Tonsil Trouble

The link between large tonsils and sleep issues

Do you notice him grinding his teeth?” our dentist asked at my son’s regular, 3-year-old cleaning appointment. He was closely inspecting my son’s tiny teeth one at a time, but paused to ask his question with a serious face. “Not really,” I said. “But he does wake up a few times a night, maybe he’s grinding then?” I questioned back. “He’s probably waking up because he can’t breathe,” he replied bluntly. “His tonsils are huge.” That conversation was the first time I had ever heard my 3-year-old had overly large tonsils. Our pediatrician had never mentioned it, and he really didn’t get sick that often.

After that teeth cleaning, our dentist recommended that we bring it up during our next doctor visit. So casually at our well-child checkup a month or so later, I mentioned that our dentist had commented on the size of my son’s tonsils. Our doctor looked closely and said that they did appear large, but that often kids grow into them and we shouldn’t worry especially since he was a pretty healthy kid. Relieved, I thanked him and mentioned that the waking up at night must be a stage.

“Wait, you didn’t mention he was having trouble sleeping,” the doctor said.
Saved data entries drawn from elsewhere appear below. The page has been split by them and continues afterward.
PR #50, opened 2020-02-05
Make sure toolbox container RPMs are up-to-date when building

jistr:
We install a bunch of (latest) RPMs but until now we didn't update the
others. This could result in a mixture of RPMs that has never been
tested together in Fedora. Let's update packages before installing
additional ones.

### DIFF
--- a/toolbox/build/build.sh
+++ b/toolbox/build/build.sh
@@ -8,6 +8,7 @@ OS_MIGRATE_DIR=$(realpath "$DIR/../..")
 ### PACKAGES ###
 
 dnf clean all
+dnf -y update
 dnf -y install ansible gcc make python3-devel python3-openstackclient jq shyaml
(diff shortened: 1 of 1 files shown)


toolbox/build/build.sh
```diff
@@ -8,6 +8,7 @@ OS_MIGRATE_DIR=$(realpath "$DIR/../..")
 ### PACKAGES ###
 
 dnf clean all
+dnf -y update
```
ccamacho: Definetely is a good idea to update the container packages before anything else, thanks!

ccamacho:
The image source "fedoraproject" sometimes fails * I was hitting it also.

jistr:
Yea i'm wondering if we should just switch to dockerhub or give it a bit more time to solve the downtime woes this week.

Until these visits, I had only thought tonsillectomies were for sick kids. Kids who got strep throat multiple times per year or had constant sore throats would of course have their tonsils taken out. But after several tests later and a visit to the ears, nose and throat doctor (ENT), I learned that tonsillectomies can also be used for obstruction cases. In some kids, like my son, tonsils (and adenoids) can grow large enough to block the airway, making it difficult to breathe. This can be especially noticeable when they’re lying down, when gravity brings the tonsils down onto the airway. According to our ENT, this leads to a condition called obstructive sleep apnea (OSA), which can be serious and lead to health and behavioral problems in children.
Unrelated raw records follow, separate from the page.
PR #51, opened 2020-02-07
Fix checker of resource sameness, add tests for it

jistr:
When two resources have the same type but their names are undefined,
we should not consider them the same. This is now the case after a
copypasta typo is fixed, and tests are added to verify correct
behavior.


jistr:
Rebased after a merge conflict.

PR #202, opened 2026-08-14
feat(metrics): report paired arm costs

YoungJinJung:
## Why

Issue #33 requires experiment costs to appear next to paired benefit/harm outcomes. The objective report joined costs to durable arm rows but only rendered one aggregate total, hiding control-versus-guidance and neutral-arm cost differences.

## What changed

- form complete guidance and neutral pairs using their stable run/pair identity before aggregating costs
- report token and elapsed coverage separately for each paired arm role beside its outcome summary
- keep orphan arms in overall coverage without pairing them by role alone
- document the expanded objective cost-reporting contract and current project status

This advances #33. Control delivery/adoption telemetry remains a separate follow-up after the live delivery path exists.

## Validation

- `ruff format --check .`
- `ruff check .`
- `mypy src tests`
- `pytest` (578 passed)


YoungJinJung:
## Review

Reviewed the full diff (runtime_metrics.py, docs, tests).

- Per-role cost aggregation only draws from complete pairs (`{control, guidance}` or `{neutral_a, neutral_b}` by stable pair identity), so a stray control row from pair 0 and a guidance row from pair 1 never get compared as if they were a pair — and the new cross-pair-id test pins exactly that.
- Orphan arms still count toward the overall `reported_tokens`/`token_arms`/`elapsed` coverage while being excluded from role aggregation, matching the stated contract ("orphan arms are never paired by role alone").
- Rendering is coverage-aware: token and elapsed denominators use the paired-arm count per role, and the whole line is omitted when no pairs of that type exist, so empty reports don't print misleading zero rows.
- `ObjectiveArmCost` is frozen and the report's new field is a plain mapping built in one place; no other construction sites of `ObjectiveOutcomeReport` to update.

**Minor (non-blocking):**
- In `_append_paired_costs`, the `if cost is None: continue` branch is effectively dead since complete pairs always populate both roles together; harmless as defensive coding.

Docs (architecture/roadmap/status) updated with the contract change, 578 tests passing per the description. CI is still running — will merge once checks are green.

PR #205, opened 2026-08-15
feat(metrics): measure rater agreement

YoungJinJung:
## Why

Issue #38 requires double-labeling a subset of judgments and reporting rater agreement. Existing labels discarded rater identity at write time, so independent judgments and same-rater corrections were indistinguishable.

## What changed

- record a stable rater identity in label schema v2, with CLI `--rater` override and OS-account default
- retain v0/v1 readability and expose unattributed legacy labels in agreement coverage
- project the latest judgment per rater, treating same-rater corrections as one judgment
- report exact agreement only after the existing minimum sample threshold, with double-label, stale, and unattributed coverage
- document the new labeling and agreement contract

This advances #38. Sampling and labeling unflagged cases for miss-rate estimates remains follow-up work.

## Validation

- `ruff format --check .`
- `ruff check .`
- `mypy src tests`
- `pytest` (594 passed)


YoungJinJung:
## Review

Reviewed the full diff (labels.py, metrics.py, cli.py, docs, tests).

- Latest-per-(step, rater) projection is the right semantics: same-rater corrections collapse to one judgment (append order wins), while independent raters stay separate — and the test pins exactly that three-row alice/alice/bob case.
- Legacy v0/v1 rows deserialize with `rater=""` and are excluded from the agreement verdict list but still surface as `unattributed_labels` coverage, so old data can never silently inflate or deflate agreement. All unattributed rows per step collapse to one `(step, "")` key, which is fine since they're never compared anyway.
- Staleness is checked on the rater's *latest* judgment against the current fingerprint — a stale correction counts as stale rather than reviving the rater's earlier matching verdict, consistent with the append-only correction contract in `load_labels`.
- Exact agreement over 3+ raters requires unanimity (`len(set) == 1`), and the MIN_SAMPLES gate keeps the report honest below 5 double-labeled targets.
- `Label` field order (`rater` before `version`, defaulted) keeps positional construction and v0/v1 JSON readability intact; the newer-schema refusal test now tracks the label schema constant instead of the journal one — good catch.

**Minor (non-blocking):**
- `getuser()` can raise `OSError` on daemonized/no-login environments; if labeling ever runs non-interactively, wrapping the default in a LabelError would fail cleaner. Not a concern for the current CLI-only path.
- `load_label_history` is now read twice per session in `_metrics_main` (via `tally_session` → `load_labels` and via `agreement_session`); negligible for label-file sizes.

Checks green (CI + CodeQL), 594 tests passing, architecture/roadmap/status docs updated. LGTM — merging.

Snoring during sleep isn’t enough to diagnose OSA. “Apnea” means that the person actually stops breathing — according to our ENT, parents should listen for not just snoring but pauses in breathing.

For our son, it sounded like a choking noise followed by silence. In our case, it was pretty clear that our son needed to have his tonsils removed. For others that aren’t so obvious, our ENT said he often orders a sleep study, called a polysomnogram (PSG). During this study, the child is monitored during sleep to get a better sense of exactly what is happening.
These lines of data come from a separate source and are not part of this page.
PR #206, opened 2026-08-15
feat(metrics): measure gate misses

YoungJinJung:
## Why

Issue #38 cannot estimate detector misses by labeling positives alone. Gate precision was measurable, but proposals that received no gate flag had no label vocabulary or coverage denominator.

## What changed

- allow correlation-proven unflagged `tool_proposal` rows to be labeled `miss`, `tn`, or `unclear`
- reject labels when a proposal has a correlated flag or lacks the identity needed to prove silence
- report coverage-aware gate miss rate while surfacing uncorrelatable proposals as blind spots
- preserve proposal labels as exact replay branch points
- bump the backward-readable label contract to schema v3 and document the measurement boundary

This advances #38. Negative sampling for candidate and reviewer silence remains follow-up work.

## Validation

- `ruff format --check .`
- `ruff check .`
- `mypy src tests`
- `pytest` (596 passed)


YoungJinJung:
## Review

Reviewed the full diff (labels.py, metrics.py, cli.py, replay.py, docs, tests).

- The eligibility gate is strict in the right way: `miss|tn` labels are only accepted when a `tool_use_id` exists AND no correlated gate event shares it — proposals without a correlation id are rejected at label time and surfaced as blind spots in the report instead of silently entering the denominator.
- Moving the CONTINUE check under an explicit `reviewer_decision` kind guard is a small correctness improvement over the old shape, which would have rejected any labelable target whose payload happened to carry `decision: continue`.
- Verdict-vocabulary validation now happens after target resolution, so each target kind gets its own vocabulary (`tp|fp` on flags, `miss|tn` on proven-unflagged proposals) and the cross-vocabulary test pins the rejection.
- No cross-contamination between tallies: `Tally.plus` maps `miss`→positive / `tn`→negative, but `tally_session` only visits gate/reviewer records and `tally_unflagged_proposals` only visits eligible proposals, so the shared vocabulary extension can't leak between P3 rates.
- Coverage semantics are right: eligible-but-unlabeled proposals count in `total` (7 total / 5 labeled in the test), keeping the miss-rate honest about coverage.
- Replay branch points for proposal labels map to the proposal's own step — the natural exact branch point — and the updated replay test covers forkability.

**Minor (non-blocking):**
- `tally_unflagged_proposals` calls `unflagged_proposal_eligibility` per proposal, each scanning all records — O(proposals × records) per session. Fine at current journal sizes; precomputing the flagged `tool_use_id` set would make it linear if journals grow.

596 tests passing, docs updated with the v3 label contract. CI still running — will merge once checks are green.

PR #207, opened 2026-08-15
feat(metrics): measure signal precision

YoungJinJung:
## Why

Issue #38 needs coverage-aware precision evidence for emitted detector candidates, stratified by signal type, before active intervention can be justified.

## What changed

- allow `tp|fp|unclear` labels only on canonical active signal candidates with stable identity and type
- report deduplicated candidate precision and coverage by signal type, with malformed candidates shown as blind spots
- map signal labels to their next proposal for replay branch coverage
- advance the label schema to v4 with v0-v3 read compatibility and update implementation-status docs

Negative candidate and reviewer-silence sampling remains follow-up work in #38; this PR does not claim detector recall.

## Validation

- `ruff format --check .`
- `ruff check .`
- `mypy src tests`
- `pytest` (598 passed)


YoungJinJung:
## Review

Reviewed the full diff (labels.py, metrics.py, cli.py, replay.py, docs, tests).

- Label eligibility for signal candidates is properly canonical: only the *first* active occurrence of a `signal_id` accepts a label (the `records[:step]` scan rejects repeats), which lines up exactly with `tally_signal_candidates` deduplicating on first-active-occurrence — a label can never land on a row the tally would skip.
- The three rejection paths (non-active status, missing `signal_id`, missing `signal_type`) are each pinned by tests, and malformed active candidates surface as blind-spot counts instead of silently entering any denominator, consistent with the repo's coverage-honest style.
- Stratification by `signal_type` with per-type `Tally` merge across sessions is straightforward and the mixed-type test verifies both strata and the unattributed count.
- Replay branch mapping treats a signal label like a reviewer decision — next proposal after the labeled step — which matches the signal-trigger-followup semantics already in `branch_coverage`, and the updated replay test covers both the forkable and tail (no-following-proposal) cases.
- Schema bump to v4 with v0–v3 readability follows the established pattern; no loader changes were needed since `rater` was the last field addition.

**Minor (non-blocking):**
- Dedup in the tally keys on `signal_id` alone; if a duplicated id ever arrived with a different `signal_type`, the first occurrence's type silently wins. Not reachable with well-formed emitters, just noting the tie-break.

Checks green (CI + CodeQL), 598 tests passing, docs updated. LGTM — merging.

PR #208, opened 2026-08-15
feat(metrics): measure reviewer misses

YoungJinJung:
## Why

Issue #38 requires emitted and non-emitted judgments to be measured separately. Reviewer `CONTINUE` decisions are explicit negative outputs, but Spotter previously rejected labels for them and could only report intervention precision.

## What changed

- allow `miss|tn|unclear` labels on explicit reviewer `CONTINUE` decisions
- report their miss rate and label coverage separately from VERIFY/NUDGE precision
- state that trajectories with no reviewer decision remain outside this sampling frame
- advance the label schema to v5 while retaining v0-v4 reads
- update current-state and roadmap documentation

Candidate-silence sampling remains follow-up work in #38; this PR does not claim full detector recall.

## Validation

- `ruff format --check .`
- `ruff check .`
- `mypy src tests`
- `pytest` (599 passed)


YoungJinJung:
## Review

Reviewed the full diff (labels.py, metrics.py, cli.py, docs, tests).

- Flipping CONTINUE from "rejected at label time" to "labelable with the negative vocabulary" is clean: the elif chain gives each target kind exactly one vocabulary, and the updated test confirms `tp` on a CONTINUE is now a vocabulary error rather than a target error.
- No double counting: `tally_session`'s reviewer precision still skips CONTINUE rows entirely (pinned by `reviewer_precision.total == 1` against 7 continues + 1 nudge), so a `miss` on a CONTINUE can never leak into the P4 precision rate — the two rates partition reviewer decisions by decision type.
- Coverage semantics match the other negative frames: every CONTINUE counts in `total`, labels fill `labeled`, and `miss`→positive / `tn`→negative reuses the established `Tally` mapping.
- The printed sampling-boundary caveat (trajectories with no reviewer decision are outside the rate) is a good honesty guard — this measures abstention quality, not detector recall, and the PR description says the same.
- No legacy-label migration risk: labels on CONTINUE steps were previously impossible, so v5 introduces no reinterpretation of existing rows. Schema bump follows the established backward-read pattern.
- Since labels on reviewer decisions already map to the next proposal for replay branch coverage, a labeled CONTINUE miss naturally becomes a forkable intervention opportunity without further replay changes.

No blocking or non-blocking findings beyond that — 599 tests passing, docs updated. Will merge once the remaining CI jobs finish.

PR #209, opened 2026-08-15
feat(metrics): sample signal misses

YoungJinJung:
## Why

Issue #38 requires detector negatives to be sampled and reported with their denominator and selection bias. Attaching ad hoc miss labels directly to arbitrary journal steps would lose the sampling frame and could make a sparse detector look better than it is.

## What changed

- add `spotter sample-signals` to persist deterministic Bernoulli samples over explicitly declared event-kind strata
- store disjoint journal-suffix frames with inclusion probability and emitted, suppressed, and unobservable exclusions
- add schema-v6 scoped labels so signal miss judgments can coexist with gate judgments on the same step
- require `miss|tn|unclear` plus written criteria for sampled detector-negative labels
- report miss rate and coverage per detector/event-kind/probability stratum, including blind-spot and bias boundaries
- mark late signal emissions and changed targets stale instead of counting them as misses
- include scoped misses in rater agreement and replay branch-opportunity coverage
- document the new command and persisted sampling schema

Mechanically scored failure seeding and collection of representative double-labeled evidence remain experiment work in #38; this PR adds the honest instrument and does not claim recall results.

## Validation

- `ruff format --check .`
- `ruff check .`
- `mypy src tests`
- `pytest` (609 passed)


YoungJinJung:
## Review

Reviewed the full diff (new sampling.py, labels.py, metrics.py, cli.py, replay.py, docs, and both test files).

- The deterministic Bernoulli draw hashes (session, type, kinds, rate) with the event id and is step-independent, so re-sampling after journal growth selects consistently, and the suffix-only frame (`step > previous_end`) keeps repeated invocations disjoint — the idempotency and suffix tests pin both properties.
- Exclusion sets (emitted/suppressed sources) are computed over the whole journal while the frame is suffix-only, and late emissions are handled at the right layer: `signal_source_is_silent` re-checks at label and tally time, so a source that fires after being sampled goes stale instead of polluting the miss rate. The late-emission test verifies total == stale == 1 with labeled == 0.
- Scoped labels are safely partitioned: `load_labels` defaults to scope "" so every pre-existing call site keeps its exact behavior, latest-wins is per (step, scope), and the v6 loader forces scope to "" for older rows — a forged scope can't ride in on a legacy version number. The schema test covers the v1-row read.
- Agreement keying on (step, scope, rater) lets a gate `tn` and a signal `miss` coexist on the same step as independent measurement targets, which the coexistence test demonstrates end to end.
- Frame-file validation on load is thorough — duplicate batch ids, orphan samples, batch/sample disagreement, selected-count mismatch, and newer-schema refusal all raise instead of degrading silently, consistent with the durable-state rules.
- The rendered report keeps the honesty guarantees: per-stratum denominators include unlabeled samples, unobservable exclusions print as a blind-spot fraction, and the explicit bias line stops the rate from being read as trajectory-wide recall.

**Minor (non-blocking):**
- Overlap conflict detection compares `inclusion_probability` with float equality; fine since values round-trip through JSON doubles, just worth remembering if rates ever come from arithmetic instead of CLI input.
- `_metrics_main` is accumulating a lot of parallel per-session aggregates; a small session-summary dataclass would tame the signature creep next time one is added.

Checks green (CI + CodeQL), 609 tests passing, README/user-guide/lifecycle/architecture docs all updated. LGTM — merging.

PR #210, opened 2026-08-15
feat(detection): attribute reviewer launch triggers

### LINKED ISSUE #28: Replace periodic review with event-driven signals

YoungJinJung:
## Why

Issue #28 needs periodic-only, event-driven, and mixed cohorts to remain distinguishable when #38/#24 compare reviewer cost, precision, misses, and delay. Reviewer decisions previously lost their launch source, so those cohorts could be silently pooled.

## What changed

- persist `signal` or `periodic` trigger provenance on queued jobs and propagate it through reviewer terminal records; manual reviews are classified explicitly
- infer legacy signal/periodic provenance only from durable queue identity and otherwise report `unknown`
- stratify reviewer-call counts, intervention precision, and CONTINUE miss labels by launch trigger in `spotter metrics`
- update architecture, status, example configuration, and user guides

## Validation

- `ruff format --check .`
- `ruff check .`
- `mypy src tests`
- `pytest` (610 passed)

Closes #28


YoungJinJung:
## Review

Reviewed the full diff (cli.py, hook.py, metrics.py, runtime_metrics.py, review_executor.py, review_scheduler.py, docs, config example, tests).

- Every write path stamps its provenance at the source: the hook's periodic queue writes `periodic`, the signal scheduler's queued event and the executor's terminal records write `signal`, and the CLI review path resolves its trigger from the durable queued event by job id before falling back. Decision, error, and inference-started events all carry it, so the trigger survives any terminal outcome.
- Legacy classification is conservative in the right order: explicit `review_trigger` > durable `signal_id` on the queued event > `proposal:` job-id prefix > `unknown`, and no-job-id decisions classify as `manual`. Old journals never silently pool into a cohort they can't prove.
- The stratified tallies reuse the existing intervention/CONTINUE partition (verify/nudge vs continue), so per-trigger rows are strict refinements of the P4 and negative-decision totals — no decision can be counted under two triggers or two partitions.
- The runtime-cost report's `triggers=` counts use the same resolution logic against the same queued-event join, and the updated test pins both the count and the rendered line (plus the now-correct `decided=1` since the decision gained its job-id join).
- Docs in all three languages, the example config, and status/architecture were updated together with the contract — consistent with the repo's change discipline.

**Minor (non-blocking):**
- `_review_job_triggers`/`_review_trigger` are duplicated between `metrics.py` and `runtime_metrics.py` with near-identical logic (differing only in payload-id extraction). If the classification rule ever changes, both copies must move together — worth extracting to a shared helper next time either is touched.

Checks green (CI + CodeQL), 610 tests passing. LGTM — merging.

PR #212, opened 2026-08-15
feat(metrics): measure signal opportunity delay

YoungJinJung:
## Why

The opportunity windows added for #24 need a conservative consumer before Spotter can claim detection timing or wasted-work measurements. Any unrelated candidate, observation gap, or still-open trajectory must not turn into a fabricated detection or miss.

## What changed

- link an active signal only when it cites every required evidence event in the opportunity annotation
- classify evidence-linked detection as EARLY, WITHIN_WINDOW, LATE, NEVER, or UNJUDGEABLE
- report step-bound delay and source-wall delay only within one connection epoch
- count identity-deduplicated actions, failed outcomes, and files after the observable window opens, with unattributed observations disclosed
- keep stale annotations, observation gaps, and open windows outside claimed delay/miss distributions
- aggregate and render the report from `spotter metrics`, with updated architecture, research, status, and multilingual user guidance

This is the signal-stage consumer for #24. Reviewer, control-dispatch, and adoption linkage remain follow-up work.

## Validation

- `ruff format --check .`
- `ruff check .`
- `mypy src tests`
- `pytest` (620 passed)

Refs #24


YoungJinJung:
## Review

Reviewed the full diff (new opportunity_metrics.py, cli.py, docs including research.md and the three user guides, tests).

- The link rule is appropriately strict: only an active candidate citing *every* required evidence event id stops the clock, so the unrelated-candidate case in the fixture correctly classifies LATE rather than WITHIN_WINDOW. First-match-in-journal-order gives the earliest qualifying detection.
- The honesty guards all hold: stale annotations leave the distribution entirely (neither NEVER nor UNJUDGEABLE), an observation gap crossing the measured interval yields UNJUDGEABLE with no post-window work recorded, and source-wall delay refuses cross-epoch, non-finite, or negative intervals. Each has a dedicated test.
- Post-window work is bounded to `records[earliest+1 : candidate.step]` with identity-deduplicated actions/failures and unattributed observations disclosed separately — consistent with the repo's coverage-aware style.
- The docs also resolve the nesting question from #211's review: semantic and observable windows are now explicitly documented as not assumed nested, in all three languages plus architecture.md.

**One semantic edge worth confirming (non-blocking):**
- `_window_closed` treats *any* event after `observable_latest` as closing the window, so a mid-journal window in a still-live session with no qualifying candidate counts NEVER even though a late candidate could still fire and flip it to LATE on a later run. The open-window test only covers the window-at-journal-end case. Since metrics are re-derived from the journal each run this self-corrects rather than corrupting anything, but if NEVER is meant to be terminal evidence for #24, tightening closure to a terminal event (or documenting that NEVER is re-derivable) would make the claim airtight.

**Minor (non-blocking):**
- `_sample` and `_operation_identity` overlap with similar helpers in runtime_metrics.py; fine while the formats differ, worth consolidating if they converge.

620 tests passing, docs updated. CI still running — will merge once checks are green.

These studies can be very helpful, but even our doctor admitted that they aren’t perfect. Not only are they a measure of just one night, which may or may not be typical, but they don’t always predict whether or not a child will have the health and behavioral problems we worry about, or whether they will get better after surgery. Also, PSGs are expensive and not always widely available.

While tonsillectomies are pretty routine, they are certainly not without risks. And when your tonsils are working properly they play an important part of the overall lymphatic system and help to fight infection by filtering bacteria and viruses from the air and food. However, if your little one is having sleep problems and also has large tonsils, it doesn’t hurt to talk with your doctor.

While getting our son’s tonsils out was certainly not at the top of our list, the risks to his health made a strong argument. We scheduled an appointment and the procedure was quick and relatively easy. Our little guy was feeling about 70 percent later that same day and after about a week, he was back to normal…and sleeping straight through the night.